### EXERCISE OBJECTIVE
Would you copy each line of the records that includes the word "selection"?

### ENTRIES SUPPLIED

Issue #7389, opened 2020-11-15
Data Loss Bug When Pasting Data Where the First Row Has Fewer Columns Than Later Rows


breck7:
### Description

(This may be related to the same code paths in: https://github.com/handsontable/handsontable/issues/7361)

When pasting data, if there are more columns in later rows than in the first row AND in the current view, than the extra columns will not get pasted.

Our scenario: author pastes some data(may be a bit messy) and only the first few columns are pasted.

A simple repro is below. 

### Steps to reproduce

Step 1 of 2: Load this:
```
const data = [
   ["name", "jill"],
  ]
const hotSettings = {
  data,
}
const hot = new Handsontable(document.querySelector('#hot'), hotSettings)
```

Step 2 of 2: Paste this:

```
schedule
	Football	Score
```

Only the first line will get pasted.

### Demo
https://jsfiddle.net/breck7/4fxndjcp/1/

### Your environment
* Handsontable version: Latest (8+)
* Browser Name and version: Chrome Latest
* Operating System: MacOSX Latest

AMBudnik:
Hi @breck7 

It seems that we get the same effect just by loading an empty object for the st=ettings (then we go with default 5 x 5 array of empty values) https://jsfiddle.net/AMBudnik/bdkmeqyj/ 


Handsontable
![Zrzut ekranu 2020-11-17 o 11 16 19](https://user-images.githubusercontent.com/10757813/99377301-5636ce00-28c6-11eb-8d4b-d9c09f4fbcb3.png)

GS
![Zrzut ekranu 2020-11-17 o 11 13 25](https://user-images.githubusercontent.com/10757813/99377330-5df67280-28c6-11eb-92b7-06bf33085cc2.png)

Below's the `beforePaste`/ `afterPaste` result (log1: data, log2: coordinates)

![Zrzut ekranu 2020-11-17 o 11 20 34](https://user-images.githubusercontent.com/10757813/99377799-f2f96b80-28c6-11eb-9d46-d24cc8714f0e.png)

Here's the `beforeChange` log

![Zrzut ekranu 2020-11-17 o 11 22 42](https://user-images.githubusercontent.com/10757813/99378057-4370c900-28c7-11eb-9e3e-779322731f18.png)

And the `modifyCopyableRange` hook
![Zrzut ekranu 2020-11-17 o 11 36 55](https://user-images.githubusercontent.com/10757813/99379666-4076d800-28c9-11eb-8a35-a01207fbee06.png)

[...]

Issue #7361, opened 2020-10-29
Data Loss Bug When Using minSpareCols


breck7:
### Description

If you are using minSpareCols when the table first loads, data in rows other than the first row may be lost if there are more columns in later rows than in the first row.

Our scenario is: author adds some data, may be a bit messy, clicks "Save". Returns to page later and on first load there changes are gone, and an autosave will overwrite their data.

A simple repro is below. 

### Steps to reproduce
```
const data = [
   ["first"],
   ["alpha", "beta", "cookie", "delta"],
  ]
const hotSettings = {
  data,
  minSpareCols: 1,
}
const hot = new Handsontable(document.querySelector('#hot'), hotSettings)
console.log(hot.getData()) // "delta" is not found
```

### Demo
https://jsfiddle.net/4fzk3qr8/

### Your environment
* Handsontable version: Latest (8+)
* Browser Name and version: Chrome Latest
* Operating System: MacOSX Latest

AMBudnik:
Thank you for sharing the issue report @breck7 I've replicated the issue.

Interestingly when I add anything after 'delta' those data won't appear. I need to extend `minSpareCols` to see the rest of the data. And when I use `hot.loadData(data)` then all data is loaded.

Version 8.0.0 https://jsfiddle.net/AMBudnik/ujcdpxg7/ works the same as 7.0.0 https://jsfiddle.net/AMBudnik/kt3eusx6/ so that is not a regression.

wojciechczerniak:
Problem here is not the missing column, but the fact we're showing too many of them. First row determines how many columns will we show (if `columns` or `dataSchema` are not defined), there should be only one + `minSpareCol` that is empty.

But I don't think this was ever planned. How can we add spare col when there is already data in those columns? I guess `minSpareCols` may work correctly only when it can add an empty column at the end.

breck7:
Haven't looked at the code yet, but seems on initial load `minSpareCol` may only look at the first row (O(1)). Maybe it should do a full scan instead (O(N))?

wojciechczerniak:
That would kill the performance.

breck7:
@wojciechczerniak would it? Should just be O(N) one time on load (for the avg case, 2N worst case). My guess is most of the time minSpareColumns isn't used alongside 10K+ spreadsheets, so impact might not be noticeable?

AMBudnik:
Hi @breck7 
[...]

PR #13237, opened 2026-08-25
DEV-2615: Fix paste dropping columns for a ragged clipboard (#7389)

budnix:
### Context

The PR fixes silent data loss when pasting a **ragged** clipboard — one whose first row holds fewer cells than a later row. The surplus columns were dropped with no error and no warning.

Reported in #7389, open since 2020-11-15 and confirmed still reproducible on `develop` @ `e7fa02fdff`.

The payload from the issue:

```
schedule
<TAB>Football<TAB>Score
```

Handsontable parses that to `[["schedule"], ["", "Football", "Score"]]`, then decides how many columns to write from the length of **row 0** alone, and gets `1`. `Football` and `Score` are never written anywhere. Google Sheets pads the short rows and pastes all three columns.

Two independent places made the same mistake:

1. **Plain-text paste** — `copyPaste.ts` read `plainData[0].length` into `populatedColumnsLength`, which bounds both the column loop and its modulo, so any cell past row 0's width was unreachable. `SheetClip.parse` does not pad, so the ragged array arrives intact.
2. **HTML paste** — `parseTable.ts` measured `countCols` from the first `<tr>`, so `htmlToGridSettings` allocated a grid that was already too narrow.

The second defect is the more damaging one and is not mentioned in the issue thread. It discards the cells **before** the `beforePaste` hook runs, so integrators cannot repair it — whereas defect 1 runs after the hook, which is why padding rows in `beforePaste` worked as a workaround for plain text but never for HTML. Real Excel and Google Sheets pastes carry a `text/html` table and Handsontable prefers that flavor, so the path with no workaround was the common one.

Both now take the width from the **widest** row. A short row is padded out and blanks the cells it covers — which is already what happened whenever a row other than the first was the short one, so the rule is now applied uniformly rather than changed.

Two things that make this bug easy to mis-reproduce, noted here for reviewers:

- The **reverse** shape (first row widest) was never broken — short rows read `undefined` and get blanks. A repro built that way shows green.
- Paste **does** grow the grid's column count for a rectangular array (a 3-wide paste into a 2-column grid yields 2x3), so "the grid is too narrow" is not the cause.

### How has this been tested?

Added coverage, and verified each new test fails without the fix and passes with it (the fix was reverted, and the pre-fix bundle swapped in, to confirm).

- **Unit** — 4 cases in `handsontable/src/utils/__tests__/parseTable.unit.ts` covering a narrow first row, a widest row in the middle, a `colspan` in a later row, and a guard that a first-row-widest table is unchanged. The first three fail without the fix.

  ```bash
  npm run test:unit --prefix handsontable -- --testPathPattern=parseTable
  ```

- **E2E (Playwright, real clipboard)** — 3 cases in `tests/e2e/clipboard.spec.ts` for ragged plain text, a ragged HTML table, and the first-row-widest guard. The HTML case deliberately carries a different `text/plain` flavor so the assertions can only pass if the HTML path was the one consumed. Two new `GridPage` helpers write the real clipboard.

  ```bash
  cd tests && npx playwright test e2e/clipboard.spec.ts --project=e2e-main
  ```

Full suites run green before the commit:

- `npm run test:unit --prefix handsontable` — 3736 passed, 312 suites
- `npm run test:e2e --prefix handsontable -- --testPathPattern=copyPaste` — 249 specs, 0 failures
- `npm run test:e2e --prefix handsontable -- --testPathPattern=parseTable` — 11 specs, 0 failures
- `cd tests && npx playwright test --project=e2e-main` — 400 passed, 1 pre-existing skip
- `npm run eslint --prefix handsontable` — 0 errors
- `npm run test:types --prefix handsontable` — passed

### Types of changes

### Related issue(s):

1. DEV-2615
2. #7389
3. Possibly related, reported alongside it: #7361

### Affected project(s):

- [x] `handsontable`
- [ ] `@handsontable/vue3`

### Checklist:

ClickUp task: https://app.clickup.com/t/9015210959/DEV-2615

---

> [!NOTE]
> **Medium Risk**
> Changes core paste paths (plain and HTML) and what `beforePaste` receives for ragged input; behavior is intentional and heavily tested but integrators that assumed first-row width or ragged hook payloads may need to adjust.
> 
> **Overview**
> Fixes **silent column loss** when pasting clipboard rows of unequal length (e.g. a narrow first row followed by wider rows, as in #7389). Paste width is now driven by the **widest row**, matching spreadsheet behavior.
> 
> **Plain-text paste** (`copyPaste.ts`): column count and tiling use the max row length instead of the first row. Short rows are padded with **`null`** (not `undefined`, so object data sources stay serializable). **`padRowsToWidest`** runs before **`beforePaste`**, so hook data matches what the grid writes.
> 
> **HTML paste** (`parseTable.ts`): table width comes from **`countTableColumns`** across all rows (colspan/rowspan, last-`td` rules), not the first `<tr>`. Full-width footer colspans no longer inflate width; spans past the last column are **trimmed** when filling the grid.
> 
> Documentation adds a **“Rows of unequal length”** section on the clipboard guide. Coverage includes new unit tests, expanded `parseTable` cases, Playwright ragged paste scenarios, and **`GridPage`** clipboard write helpers.
> 
> <sup>Reviewed by [Cursor Bugbot](https://cursor.com/bugbot) for commit 11d256e5ec9d2b47ef1cd513ab67f86d9e4762c5. Bugbot is set up for automated code reviews on this repo. Configure [here](https://www.cursor.com/dashboard/bugbot).</sup>

### DIFF
--- a/.changelogs/7389.json
+++ b/.changelogs/7389.json
@@ -1,0 +1,8 @@
+{
+  "issuesOrigin": "public",
+  "title": "Fixed pasted columns being dropped when the clipboard's first row held fewer cells than a later row.",
+  "type": "fixed",
+  "issueOrPR": 7389,
+  "breaking": false,
+  "framework": "none"
+}
--- a/handsontable/src/plugins/copyPaste/__tests__/copyPaste.unit.ts
+++ b/handsontable/src/plugins/copyPaste/__tests__/copyPaste.unit.ts
@@ -26,15 +26,6 @@ describe('CopyPaste ragged clipboard', () => {
     return hot;
   }
 
-  it('should write every column of a ragged clipboard whose first row is the narrowest', () => {
-    const hot = pasteInto([['A1', 'B1', 'C1'], ['A2', 'B2', 'C2']], 'x\ny\tz\tw');
-
-    expect(hot.getDataAtCell(1, 1)).toBe('z');
-    expect(hot.getDataAtCell(1, 2)).toBe('w');
-
-    hot.destroy();
-  });
-
   it('should pad a short row with the empty-cell value rather than undefined', () => {
     const hot = pasteInto([['A1', 'B1', 'C1'], ['A2', 'B2', 'C2']], 'x\ny\tz\tw');
 
@@ -54,6 +45,54 @@ describe('CopyPaste ragged clipboard', () => {
     // `Object.keys` still lists a key whose value is `undefined` - only serializing drops it,
     // which is how the padded fields would silently vanish from a saved data source.
     expect(JSON.stringify(hot.getSourceData()[0])).toBe('{"a":"x","b":null,"c":null}');
+
+    hot.destroy();
+  });
+
+  it('should pad a short row that is not the first one', () => {
+    const hot = pasteInto(
+      [{ a: 'A1', b: 'B1', c: 'C1' }, { a: 'A2', b: 'B2', c: 'C2' }],
+      'x\ty\tz\nw'
+    );
+
+    // A trailing short row covers those cells too, so its fields must survive serializing.
+    expect(JSON.stringify(hot.getSourceData()[1])).toBe('{"a":"w","b":null,"c":null}');
+
+    hot.destroy();
+  });
+
+  it('should hand the beforePaste hook the same shape the grid is given', () => {
+    const hot = new Handsontable(document.createElement('div'), {
+      data: [['A1', 'B1', 'C1'], ['A2', 'B2', 'C2']],
+      licenseKey: 'non-commercial-and-evaluation',
+    });
+    let seen: unknown[][] = [];
+
+    hot.addHook('beforePaste', (data: unknown[][]) => {
+      seen = JSON.parse(JSON.stringify(data));
+    });
+
+    hot.selectCell(0, 0);
+    hot.getPlugin('copyPaste').paste('x\ny\tz\tw');
+
+    // A ragged array here would describe a different paste than the one the grid performed.
+    expect(seen).toEqual([['x', null, null], ['y', 'z', 'w']]);
+
+    hot.destroy();
+  });
+
+  it('should repeat a ragged clipboard across a wider selection on the widest row', () => {
+    const hot = new Handsontable(document.createElement('div'), {
+      data: [['A1', 'B1', 'C1', 'D1', 'E1', 'F1'], ['A2', 'B2', 'C2', 'D2', 'E2', 'F2']],
+      licenseKey: 'non-commercial-and-evaluation',
+    });
+
+    hot.selectCell(0, 0, 1, 5);
+    hot.getPlugin('copyPaste').paste('x\ny\tz\tw');
+
+    // The clipboard is three wide, so it tiles every three columns - not once per column.
+    expect(hot.getDataAtRow(0)).toEqual(['x', null, null, 'x', null, null]);
+    expect(hot.getDataAtRow(1)).toEqual(['y', 'z', 'w', 'y', 'z', 'w']);
 
     hot.destroy();
   });
--- a/handsontable/src/plugins/copyPaste/__tests__/copyPaste.unit.ts
+++ b/handsontable/src/plugins/copyPaste/__tests__/copyPaste.unit.ts
@@ -81,6 +81,29 @@ describe('CopyPaste ragged clipboard', () => {
     hot.destroy();
   });
 
+  it('should hand the hook the same width the grid writes when a cell spans past the table', () => {
+    const hot = new Handsontable(document.createElement('div'), {
+      data: [['A', 'B', 'C', 'D'], ['E', 'F', 'G', 'H']],
+      licenseKey: 'non-commercial-and-evaluation',
+    });
+    let seen: number[] = [];
+
+    hot.addHook('beforePaste', (data: unknown[][]) => {
+      seen = data.map((row: unknown[]) => row.length);
+    });
+
+    hot.selectCell(0, 0);
+    hot.getPlugin('copyPaste').paste('', '<table><tbody><tr><td>A1</td><td>B1</td><td>C1</td></tr>' +
+      '<tr><td colspan="20">footer</td></tr></tbody></table>');
+
+    // The footer spans far past the table. Reporting 20 columns while writing 3 would send an
+    // integrator syncing from the hook seventeen columns the grid never touched.
+    expect(seen).toEqual([3, 3]);
+    expect(hot.getDataAtRow(1)).toEqual(['footer', null, null, 'H']);
+
+    hot.destroy();
+  });
+
   it('should repeat a ragged clipboard across a wider selection on the widest row', () => {
     const hot = new Handsontable(document.createElement('div'), {
       data: [['A1', 'B1', 'C1', 'D1', 'E1', 'F1'], ['A2', 'B2', 'C2', 'D2', 'E2', 'F2']],
--- a/handsontable/src/plugins/copyPaste/copyPaste.ts
+++ b/handsontable/src/plugins/copyPaste/copyPaste.ts
@@ -612,7 +612,10 @@ export class CopyPaste extends BasePlugin {
 
     const selection = this.hot.getSelectedRangeActive();
     const populatedRowsLength = plainData.length;
-    const populatedColumnsLength = plainData[0].length;
+    // A ragged clipboard (rows of unequal length) must not be narrowed to the first row's width -
+    // cells past that width would never be written. The widest row wins, as in spreadsheet apps.
+    const populatedColumnsLength = plainData
+      .reduce((maxLength: number, row: unknown[]) => Math.max(maxLength, row.length), 0);
     const newRows = [];
 
     if (!selection) {
--- a/handsontable/src/plugins/copyPaste/copyPaste.ts
+++ b/handsontable/src/plugins/copyPaste/copyPaste.ts
@@ -52,6 +52,26 @@ const META_HEAD = [
   '<style type="text/css">td{white-space:normal}br{mso-data-placement:same-cell}</style>',
 ].join('');
 
+/**
+ * Squares off a ragged clipboard in place, filling the gaps with the empty-cell value.
+ *
+ * The grid pastes as wide as the widest row, so the rows that are shorter cover cells too. Doing
+ * this before the `beforePaste` hook keeps the hooks and the grid describing the same paste.
+ *
+ * @param {Array} data The parsed clipboard data.
+ */
+function padRowsToWidest(data: unknown[][]) {
+  const width = data.reduce((widest: number, row: unknown[]) => Math.max(widest, row.length), 0);
+
+  data.forEach((row: unknown[]) => {
+    for (let column = 0; column < width; column += 1) {
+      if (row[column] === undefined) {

### RESULT OF THE TASK
+  it('should repeat a ragged clipboard across a wider selection on the widest row', () => {
   it('should repeat a ragged clipboard across a wider selection on the widest row', () => {
     const selection = this.hot.getSelectedRangeActive();
     if (!selection) {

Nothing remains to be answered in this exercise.